In 1982 Vaidya and Tikekar [18] proposed a static spherically symmetric model of a superdense star based on an exact solution of Einstein’s equations. The physical 3-space \(\{t = \mathrm{constant}\}\) of the star is spheroidal, the density of the star is \({\sim }2 \times 10^{14}\) gm/cc, and the mass is about four times the solar mass. Several studies have been performed by using the Vaidya–Tikekar ansatz. Gupta and Kumar have studied a charged Vaidya–Tikekar star in [19]. In this paper the authors have considered a particular form of electric field intensity, which has a positive gradient. This particular form of the electric field intensity was used by Sharma et al. [20]. Komathiraj and Maharaj [21] have also assumed the same expression to model a new type of Vaidya–Tikekar type star. Some new closed form solutions of Vaidya–Tikekar type star were obtained by Gupta et al. [22]. Bijalwan and Gupta [23] have taken a more general form of the electric intensity to obtain a new solution of Vaidya–Tikekar type stars with a charge analog. In this paper the authors have matched their interior solution to the exterior R-N metric and they have analyzed their result numerically by assuming suitable values of the chosen parameter. Some other works on Vaidya–Tikekar stars can be found in [24–26]. Very recently Bhar [27, 28] proposed a new model of a strange star in the presence of a quintessence field.
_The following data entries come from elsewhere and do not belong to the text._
PR #598, opened 2025-04-23
test(gui): limited unit test load in CI to improve stability

mzedel:

PR #600, opened 2025-04-23
QA-983: Add retry on frontend tests jobs while we work on a proper fix

lluiscampos:


frontend/pipeline.yml
```diff
@@ -167,6 +170,9 @@ build:frontend:docker:
       - frontend/licenses.json
 
 .template:test:frontend:acceptance:
+  # QA-983: hard-retry on the CI jobs while we work on a proper fix
+  retry:
+    max: 2
   stage: test
```
mzedel, line 176: this is unrelated to the unit test failures, we can leave it as it should get a consistent result - but resource usage might disagree 🙃

frontend/pipeline.yml
```diff
@@ -66,6 +66,9 @@ test:frontend:licenses:
     - hetzner-amd-beefy
 
 test:frontend:unit:
+  # QA-983: hard-retry on the CI jobs while we work on a proper fix
+  retry:
+    max: 2
```
mzedel, line 71: Unfortunately it might take many more attempts, depending on the load on the runner - not sure if we gain a lot with 2 retries (+ the failing runs are limited to 5mins already) - soo maybe `max: 5` 😁?

lluiscampos: I [tried with 3](https://github.com/mendersoftware/mender-server/compare/b7217070d41495d8dbc307406103ccd88d33edc5..3606a01183ca15a7ecb4fa86258b2f6b3ad9461a) first, but :fire: 

image

frontend/pipeline.yml
lluiscampos: From our Slack conversation I deduced that they were related. Okey, let's just leave it for now :see_no_evil:

frontend/pipeline.yml
mzedel: 😱 oh well, then... ✅

mzedel (approved):

frontend/pipeline.yml
lluiscampos: It is not enough... I think this is useless.

@mzedel  What about `allow_failure` instead?

mzedel: 🤷 as a short term solution, but 😬 and in this case only limited to the unit tests

lluiscampos:
Presumably this PR is obsolete after: 
* https://github.com/mendersoftware/mender-server/pull/598

Closing :see_no_evil:

PR #602, opened 2025-04-24
ci: temporarily ignored unit test success until stability improves

mzedel:


frontend/pipeline.yml
```diff
@@ -83,6 +83,7 @@ test:frontend:unit:
     - npm run test -- --reporter=default --reporter=junit --outputFile.junit=./junit.xml --coverage
   after_script:
     - mkdir logs && cp frontend/logs/* logs/
+  allow_failure: true
```
lluiscampos, line 86: I would add a comment here explicitly with the reference to JIRA. It is important that we revert this eventually.

lluiscampos (approved):
You are on top of the issue, so I trust you either way :point_down:

mzedel:
Closing as we seem to have found a way to get stable results now 🎉

PR #605, opened 2025-04-25
ME-515 - clarified SSO related need for password omission on user creation

mzedel:
results in:
Screenshot 2025-04-25 at 11 37 10


TheMeaningfulEngineer (approved):
Can't test it, but the wording and the link to the docs are the fix for the reported issues.
Thanks

PR #1822, opened 2026-05-11
Test/troubleshoot downloads

mzedel:
I've tried tried running into the firefox download issue a few times with this (e.g. in here: https://gitlab.com/Northern.tech/Mender/mender-server/-/jobs/14312648641), but was luckily unsuccessful


frodeha (approved):
Sure, let's give it a whirl! 🤷

PR #1825, opened 2026-05-12
fix(gui): fixed an issue that prevented requiring confirmation on deployment creation

mzedel:


mineralsfree (approved):
It seems like it was broken for a long time without anyone noticing 😄

mzedel:
> It seems like it was broken for a long time without anyone noticing 😄

yep... I'd be interested in the number of user of this 😬

PR #1827, opened 2026-05-12
fix(deployments): Omit empty tags when listing software tags

bahaa-ghazal:


backend/services/deployments/store/mongo/datastore_mongo_software.go
```diff
@@ -34,7 +34,9 @@ func (db *DataStoreMongo) ListSoftwareTags(
 	}
 	ret := make([]model.Tag, 0, len(tagKeys))
 	for _, elem := range tagKeys {
-		ret = append(ret, model.Tag(elem))
+		if elem != "" {
+			ret = append(ret, model.Tag(elem))
+		}
```
frodeha, line 39: How are we getting empty tags...? That shouldn't happen surely

frodeha: Ah, I see, if there's a release with no tags the mongodb distinct returns empty string (I guess?). Fun! Could we please add a comment describing what's going on here?

bahaa-ghazal: image


It is because of the release tag index we have ([the docs](https://www.mongodb.com/docs/manual/core/index-unique/#missing-document-field-in-a-unique-single-field-index), not the same type of index but I'm sure it behaves the same)
The `release_tags` index tries to fill missing tags with null, which the query catches.

backend/tests/runner/tests/opensource/deployments_management_v1alpha1_test.go
```diff
@@ -138,3 +109,41 @@ func (u *DeploymentsManagementV1Alpha1Suite) TestListSoftwareTags() {
 		assert.Equal(u.T(), http.StatusBadRequest, res.StatusCode)
 	})
 }
+
+func (u *DeploymentsManagementV1Alpha1Suite) GenerateTestArtifact(
+	ctx context.Context, t *testing.T, name string) {
```
frodeha: I'm not opposed to this refactor, but I'm partial to returning errors from support functions and delegate whether the test should terminate or not on an error to the main test function (e.g, don't do require.NoError in this function, but rather in the calling function).

Further more, I would suggest not taking an explicit dependency on the *testing.T and instead take an interface that defines what you need (something like [this](https://github.com/mendersoftware/mender-server-enterprise/blob/main/backend/tests/runner/tests/enterprise/deployments_management_v1alpha1_test.go#L733-L737)). This improves re-usability. 

Lastly, I would suggest making the function package private.

backend/tests/runner/tests/opensource/deployments_management_v1alpha1_test.go
```diff
@@ -60,39 +60,10 @@ func (u *DeploymentsManagementV1Alpha1Suite) TestListSoftwareTags() {
...
-				if err != nil {
-					require.Equal(http.StatusNotFound, res.StatusCode, "unexpected status code from get release")
-					time.Sleep(200 * time.Millisecond)
-					continue
-				}
-				created = true
-				break
-			}
-			require.True(created, "artifact not created in time")
+			u.GenerateTestArtifact(ctx, t, name)
```
frodeha: Seeing as this test fails now if there is a release without a tag present, wouldn't it be a good idea to add a release without a tag to the test itself to make sure we don't regress on this in the future?

backend/tests/runner/tests/opensource/deployments_management_v1alpha1_test.go
bahaa-ghazal: alright lets do some refactoring

backend/tests/runner/tests/opensource/deployments_management_v1alpha1_test.go
bahaa-ghazal: I did that but didn't add it to the commit 🙃

frodeha (approved):

PR #1830, opened 2026-05-13
MEN-9607: Implement endpoint for listing software

bahaa-ghazal:


bahaa-ghazal:
I wasn't able to test the tags because it would have affected the get software tags tests...

frodeha:
@bahaa-ghazal - grab [this line](https://github.com/mendersoftware/mender-server-enterprise/blob/main/backend/Makefile#L136) from the enterprise Makefile (specifically the -tags=nopkcs11 build tag) to fix the ng-test build issues.

backend/services/deployments/store/mongo/datastore_mongo_software.go
```diff
@@ -41,3 +43,83 @@ func (db *DataStoreMongo) ListSoftwareTags(
...
+		}
+
+		if len(filter.Names) > 0 {
+			fltr[StorageKeyReleaseName] = bson.M{"$in": filter.Names}
+		} else if filter.NamePrefix != "" {
+			fltr[StorageKeyReleaseName] = bson.M{
+				"$regex": bson.Regex{
+					Pattern: "^" + regexp.QuoteMeta(filter.NamePrefix) + ".*",
+					Options: "i",
+				},
```
frodeha, line 69: To quote Alf-Rune's comment on the list manifests PR [here](https://github.com/mendersoftware/mender-server-enterprise/pull/1160#discussion_r3109351126)
> The appended .* does not have any effect, and the case insensitive option eliminates the use of index.

Let's go with the same filter as in list manifests: https://github.com/mendersoftware/mender-server-enterprise/blob/main/backend/services/deployments/store/mongo/datastore_mongo_manifest_releases.go#L111-L113

backend/tests/runner/tests/opensource/deployments_management_v1alpha1_test.go
```diff
@@ -117,6 +125,239 @@ func (u *DeploymentsManagementV1Alpha1Suite) TestListSoftwareTags() {
...
+
+	u.Run("Success/NoFilter", func() {
+		ctx := u.T().Context()
+		softwares, res, err := u.APIClient.DeploymentsV1alpha1ManagementAPIAPI.
+			GetDeploymentSoftware(common.JWTAuthContext(ctx, u.JWT)).
+			Execute()
+		require.NoError(u.T(), err)
+
+		// the count of softwares is effacted by other tests in same suite.
+		// there shoud be minimum 3 softwares.
```
frodeha, line 184: Another option is to update the other tests to clean up after themselves (e.g delete releases when they're done)

frodeha (commented):
Nice, thank you! Looks pretty much good to me, only some minor comments.

backend/tests/runner/tests/opensource/deployments_management_v1alpha1_test.go
bahaa-ghazal: I think we should have more bulletproof solution in the future  to decouple tests from each other.

frodeha (approved):

PR #1832, opened 2026-05-14
fix(pkg): masking error when checking for invalidated cache

alfrunes:
When getting a value from the cache using the pkg/redis.GetCache, any other error than redis.Nil is masked by ErrCacheInvalid making it appear that the cache was invalidated on any other type of error.


kjaskiewiczz (approved):
nice!

PR #1836, opened 2026-05-16
ci: add healthcheck verification job for the gui container

p-targowicz:
Adds test:frontend:docker:healthcheck to the frontend pipeline , job runs after build:frontend:docker on every pipeline, starts the built gui image, and waits for the Docker HEALTHCHECK to report healthy fails the pipeline if the container becomes unhealthy or does not reach healthy state within 150s

Ticket: QA-608

### DIFF
--- a/frontend/pipeline.yml
+++ b/frontend/pipeline.yml
@@ -162,6 +162,43 @@ build:frontend:docker:
     paths:
       - frontend/licenses.json
 
+test:frontend:docker:healthcheck:
+  stage: test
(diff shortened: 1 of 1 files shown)


mzedel (commented):
IMO this is a waste of resources and I'd rather go for: https://northerntech.atlassian.net/browse/QA-724 IOW running e2e tests on every PR - as this will bring much more meaningful insights.

p-targowicz:
no longer needed closing ticket too

PR #1838, opened 2026-05-19
fix(deviceconnect): mender commands regression after stream migration

alfrunes:
Due to a duplicate implementation of the mender commands API for the internal APIs, only the public APIs were migrated to use the new connection oriented streams.

### DIFF
--- a/backend/services/deviceconnect/api/http/internal.go
+++ b/backend/services/deviceconnect/api/http/internal.go
@@ -15,17 +15,23 @@
 package http
 
 import (
+	"context"
+	"fmt"
 	"net/http"
 
 	"github.com/gin-gonic/gin"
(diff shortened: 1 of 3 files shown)


merlin-northern:
@alfrunes there are at least two components for which you have to run the full integration pipeline before merging anything: deviceconnect and mender-gateway. a small reminder ;-)

alfrunes:
To prove that it fixes the issue in the integration test that triggers the internal check update API, I started an integration pipeline targeting the build artifacts from this PR: https://gitlab.com/Northern.tech/Mender/integration/-/pipelines/2537586869
The open source version using the build artifacts from this PR passes, where as the same test for enterprise fails with the upstream image.

kjaskiewiczz (approved):

PR #1840, opened 2026-05-19
CI ECR pull-through-cache 

oldgiova:
Pull containers from Amazon ECR which is a pass-through cache for docker.io

Ticket: QA-1643

Co-authored-with: Claude

Requires:
* [x] https://github.com/mendersoftware/saas/pull/1850
* [x] https://github.com/NorthernTechHQ/nt-iac/pull/527
* [x] https://github.com/mendersoftware/mender-test-containers/pull/710

### DIFF
--- a/.gitlab-ci.yml
+++ b/.gitlab-ci.yml
@@ -45,6 +45,16 @@ variables:
   MENDER_IMAGE_TAG_TEST: "test-${CI_COMMIT_SHA}"
   MENDER_IMAGE_TAG_BUILDER: "builder-${CI_COMMIT_SHA}"
 
+  AWS_REGION:
+    value: "eu-central-1"
+    description: "AWS region of the ECR pull-through cache registry"
+  ECR_REGISTRY:
+    value: "017659451055.dkr.ecr.eu-central-1.amazonaws.com"
+    description: "ECR registry endpoint that fronts the Docker Hub pull-through cache"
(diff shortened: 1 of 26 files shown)


frodeha (commented):
What do you think about doing the same for the images in the [docker-compose files](https://github.com/mendersoftware/mender-server/blob/main/docker-compose.yml#L402)? I suppose it's not that important as most of the pulls will be done through the ECR cache, but it's probably better to have everything the same if we can, right?

oldgiova:
> What do you think about doing the same for the images in the [docker-compose files](https://github.com/mendersoftware/mender-server/blob/main/docker-compose.yml#L402)? I suppose it's not that important as most of the pulls will be done through the ECR cache, but it's probably better to have everything the same if we can, right?

Yes, I missed those

oldgiova:
@frodeha I added the mirror to the docker compose files, as noted, and also renamed the variable to `MIRROR_REGISTRY` to make it more agnostic for the future

mzedel (approved):
TIL about the `library` organization 📚 👍

frodeha:
> @frodeha I added the mirror to the docker compose files, as noted, and also renamed the variable to MIRROR_REGISTRY to make it more agnostic for the future

Thank you! I was just playing with it locally and it seems to work fine there as well :)

PR #1843, opened 2026-05-20
MEN-9609: manifest removal

mineralsfree:


frontend/src/js/components/releases/manifests/dialogs/RemoveManifest.tsx
```diff
@@ -0,0 +1,54 @@
...
+            Are you sure you want to remove <i>{manifest?.name}</i>?
+          </>
+        )}
+      </DialogContent>
+      <DialogActions>
+        <Button onClick={onCancel}>Cancel</Button>
+        <div style={{ flexGrow: 1 }} />
+        <Button variant="contained" color="secondary" onClick={onRemove}>
+          Remove {pluralize('manifest', count)}
+        </Button>
```
mzedel: I can't seem to find the design for the removal flow, but is there some direction on the button positioning ("both in the corner" or "space between")? and related: could this maybe use the `ConfirmModal` instead?

frontend/src/js/components/releases/manifests/ManifestQuickActions.tsx
```diff
@@ -119,7 +124,15 @@ export const ManifestQuickActions = () => {
 
   const onTagManifest = useCallback(() => dispatch(setSnackbar('Tagging Manifests is not yet supported')), [dispatch]);
 
-  const onDeleteManifest = useCallback(() => dispatch(setSnackbar('Deleting Manifests is not yet supported')), [dispatch]);
+  const onDeleteManifest = useCallback(() => setConfirmManifestDeletion(true), []);
```
mzedel: should this + the `onCancelDeletion` not be rather stable as they are both not dependent on any state/ props/ ... + the state setter is a regular react managed one..? IOW I think the `useCallback` isn't needed here

frontend/src/js/components/releases/manifests/ManifestQuickActions.tsx
```diff
@@ -138,7 +151,22 @@ export const ManifestQuickActions = () => {
       onClick: () => action({ ...actionCallbacks, selection: selectedRows })
     }));
 
-  return <BaseQuickActions actions={actions} ariaLabel="manifest-actions" label={`${selectedRows.length} ${pluralized} selected`} />;
+  return (
+    <>
+      <BaseQuickActions
+        actions={actions}
+        ariaLabel="manifest-actions"
+        label={selectedRows.length ? `${selectedRows.length} ${pluralized} selected` : 'Manifest actions'}
```
mzedel: if you select a single manifest and open the manifest it will still show `1 Manifest selected`, whereas `Manifest actions` would be in line with release + device details... (just as I stumbled across this too 😬 https://github.com/mendersoftware/mender-server/pull/1845/changes/8aea4c6f26ad090e3608b00c40fc286fdb1df55d

mzedel (changes requested):

frontend/src/js/components/releases/manifests/dialogs/RemoveManifest.tsx
mineralsfree: There is no design indeed, so I just followed the way Release removal handles it in `RemoveArtifactDialog` compoinent, but It's better to keep the number of components as small as possible, good catch

frontend/src/js/components/releases/manifests/ManifestQuickActions.tsx
mineralsfree: ok, I'll just drop my commit

frontend/src/js/components/releases/manifests/ManifestQuickActions.tsx
mineralsfree: fair point, left over from the previous code

mzedel (approved):
Excellent thank you! I'll adjust the other PRs accordingly 👌

PR #1844, opened 2026-05-21
QA-1511: Replace iot-manager internal clients with OAS generated

alfrunes:


backend/services/iot-manager/app/app_iot_core.go
```diff
@@ -77,7 +78,7 @@ func (a *app) setDeviceStatusIoTCore(ctx context.Context, deviceID string, statu
 
 func (a *app) deployConfiguration(ctx context.Context, deviceID string, dev *iotcore.Device) error {
 	if dev.Certificate != "" && dev.PrivateKey != "" && *dev.Endpoint != "" {
-		err := a.wf.ProvisionExternalDevice(ctx, deviceID, map[string]string{
+		err := a.provisionExternalDevice(ctx, deviceID, "AWS", map[string]string{
```
frodeha, line 81: Just want to check that this is right. In the previous version, the `"provider"` is hard-coded to `"Azure"` and here we're changing it to `"AWS"`. Is that intentional?

frodeha (approved):
LGTM, just one sanity check/question is all I have. Nice 👍

backend/services/iot-manager/app/app_iot_core.go
alfrunes: Yeah, I noticed this was wrong (it said `Azure` even in the context of AWS IoT Core), so I "corrected" that.
However, I see now that the parameter isn't even used by the workflow itself and probably only exists for historical reasons.

frodeha: Cool cool, I assumed as much. Just better safe than sorry and all that you know 👍

PR #1845, opened 2026-05-21
MEN-9730 - editable long text as outlined input

mzedel:


frontend/src/js/common-ui/EditableLongText.tsx
```diff
@@ -14,38 +14,72 @@
...
+  original,
+  placeholder = '-',
+  showConfirmation = true
+}: EditableLongTextProps) => {
+  const [isEditingInternal, setIsEditingInternal] = useState(false);
   const [value, setValue] = useState(original);
   const { classes } = useStyles();
 
+  const isControlled = isEditingProp !== undefined;
+  const isEditing = isControlled ? isEditingProp : isEditingInternal;
```
mineralsfree, line 43: maybe 
```
const isEditing = isEditingProp ?? isEditingInternal;
```

frontend/src/js/common-ui/EditableLongText.tsx
```diff
@@ -14,38 +14,72 @@
...
+}
+
+export const EditableLongText = ({
+  fullWidth,
+  isEditing: isEditingProp,
+  onChange,
+  onEditToggle,
+  original,
+  placeholder = '-',
+  showConfirmation = true
```
mineralsfree: Should we maybe remove this prop altogether? since it's true for all occurrences, or am I missing something?

frontend/tests/e2e_tests/fixtures/terminalContent.png
mineralsfree, line 1: something changed here? 😄

mzedel: yep, I've adjusted the spacing in the `ContentSection` (to afaict get a bit closer to the design + reduce the layout shifts for the (in)visible edit buttons embedded in the title) and that changed the screenshot enough to just exceed the diff threshold 😄

frontend/src/js/common-ui/EditableLongText.tsx
mzedel: indeed! I already forgot that the entire part was no longer needed and not just a rebase required - cleaned it up now 👌

frontend/src/js/common-ui/EditableLongText.tsx
mzedel: I rather want to keep the check for the prop consistent across the component 👌

mineralsfree (approved):
Looks good to me! 👍

PR #1847, opened 2026-05-21
QA-1499: Fix specs and regression after migrating to OAS specs

alfrunes:


frodeha (dismissed):

backend/docs/api/deployments/internal_v1.yaml
```diff
@@ -667,24 +667,21 @@ components:
     ConfigurationDeploymentRequest:
       example:
         name: config-1.1
-        configuration: '{"foo":"bar"}'
+        configuration:
+          foo: bar
```
alfrunes, line 671: Strictly speaking, this endpoint is:
```yaml
configuration:
  oneOf:
  - type: string
  - type: object
      additionalProperties:
        type: string
   - type: anythingElse
     description: Causes the endpoint to fail due to serialization issues.
```
But since the deviceconfig only accept string maps, I think we should use that here as well.

frodeha (approved):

In the recent past many researchers have worked on conformal motion. Anisotropic stars admitting conformal motion have been studied by Rahaman et al. [29]. A charged gravastar admitting conformal motion has been studied by Usmani et al. [8]. Relativistic stars admitting conformal motion have been analyzed in [30]. Isotropic and anisotropic charged spheres admitting a one parameter group of conformal motions were analyzed in [31–33]. A charged fluid sphere with a linear equation of state admitting conformal motion has been studied in [34]. In this paper the authors have also discussed the dynamical stability analysis of the system. Ray et al. [35, 36] have given an electromagnetic mass model admitting a conformal Killing vector. By assuming the existence of a one parameter group of conformal motion Mak and Harko [37] have described a charged strange quark star model. The authors have also discussed conformally symmetric vacuum solutions of the gravitational field equations in brane-world models [38]. In a very recent work Rahaman et al. [39] and Bhar [40] have described conformal motion in higher dimensional spacetimes.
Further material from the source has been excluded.